Windows Server 2012 DFSR enables an
organization to combine file shares to fewer servers and create a file
directory tree not based on a server-by-server or share-by-share basis,
but rather an enterprisewide directory tree. This allows an
organization to have a single directory spanning files from multiple
servers throughout the enterprise.
Because the DFSR directory is a logical
directory that spans the entire organization with links back to
physical data, the actual physical data can be moved without having to
make changes to the way the users see the logical DFS directory. This
enables an organization to add or delete servers, or move and
consolidate information, however it works best within the organization.
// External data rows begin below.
PR #122, opened 2016-12-16
fix(select): Prevent overflow on smaller screens

### LINKED ISSUE #112: Select overflows bounds of viewport on iOS

Latest (0.1.1)

iOS (Chrome)

### What OS are you using?

iOS v10.1.1 (but affects all OSs)

1. Ensure 
1. Navigate to http://material-components-web.appspot.com/select.html
1. Observe the select elements

The entire select element fits within the bounds of the screen

The select overflows the bounds of the screen.

This seems to happen because we don't put any constraints on the width of the select when we calculate it. We should consider putting a `max-width: 100%` style on the element and then truncating the text with an ellipsis, or something similar.

traviskaufman:
- Set max-width of component to 100% - the size of the padding added to
  accomodate the drop-down arrow
- Truncate overflowing selected text, similar to a normal <select>
  element
- Adds "ignore: local" for scss/dollar-variable-pattern to stylelint
  config so local Sass vars don't have to be prefixed
- Disallows the legacy "md-" prefix that was allowed in our stylelint
  config

[Delivers #136281135]
Resolves #112

### DIFF
--- a/packages/mdc-select/mdc-select.scss
+++ b/packages/mdc-select/mdc-select.scss
@@ -27,9 +27,11 @@
 
 // postcss-bem-linter: define select
 .mdc-select {
+  $dd-arrow-padding: 24px;
+
   @include mdc-typography(subheading2);
   @include mdc-theme-prop(color, text-primary-on-light);
-  @include mdc-rtl-reflexive-box(padding, right, 24px);
+  @include mdc-rtl-reflexive-box(padding, right, $dd-arrow-padding);
 
   // Resets for <select> element
   appearance: none;
@@ -41,6 +43,7 @@
   display: inline-flex;
   align-items: center;
   justify-content: flex-start;
+  max-width: calc(100% - #{$dd-arrow-padding});
   height: 32px;
   transition:
     mdc-animation-exit(border-bottom-color, 150ms),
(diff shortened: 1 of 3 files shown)


packages/mdc-select/mdc-select.scss
```diff
@@ -41,6 +43,7 @@
   display: inline-flex;
   align-items: center;
   justify-content: flex-start;
+  max-width: calc(100% - #{$dd-arrow-padding});
```
amsheehan: Noice

packages/mdc-select/mdc-select.scss
```diff
@@ -95,6 +98,8 @@
     transition:
       mdc-animation-exit(opacity, 125ms),
       mdc-animation-exit(transform, 125ms);
+    white-space: nowrap;
+    overflow: hidden;
```
amsheehan: Mayhap we want to also add `text-overflow: ellipsis`?

traviskaufman: I did that originally, but - at least on iOS - the native select doesn't use it, so I elided it

screen shot 2016-12-16 at 16 32 40

amsheehan: Hmmm. Looks like they shouldn't have spent all that time implementing ES2019. 😅

traviskaufman:
Thanks for the quick review @amsheehan! 🌪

For branch office locations, DFSR allows for
data stored on a file server in a remote location to be trickled back
to the home office for nightly backup. Instead of having the remote
location responsible for data backup, or the requirement of an
organization to have tape drives in each of its branch offices, any
data saved on the branch office can be trickle replicated back to a
share at the main office for backup and recovery.
If the main office has data that it wants to
push out to all remote offices, whether that is template files, company
policy documents, standard company materials, or even shared data that
a workgroup of users needs to access and collaborate on, DFSR provides
the ability to push out data to other servers on the network. Users
with access rights to the data no longer have to go across a WAN
connection to access common data. The information is pushed out to a
server that is more local to the user, and the user accesses the local
copy of the information. If any changes are made to remote or
centralized copies of data, those changes are automatically
redistributed back to all volumes storing a copy of the data.
One of the enhancements made in Windows
Server 2008 and extended in Windows Server 2012 specific to DFSR is the
ability for an administrator to set a DFS replica to be read-only. In
the past, DFS replicas were all read/write replicas, and so a user in a
remote location could accidentally overwrite files that would then
replicate to all replicas in the environment. Administrators have
compensated for this potential issue by setting file-level permissions
across files and folders; however, for many remote branch offices, if
the administrator could simply make the entire replica read-only, it
would simplify the security task dramatically. Therefore, read-only
replicas can now be set so that an entire server or branch of a DFS
tree can be set to replicate to a remote server on a read-only basis.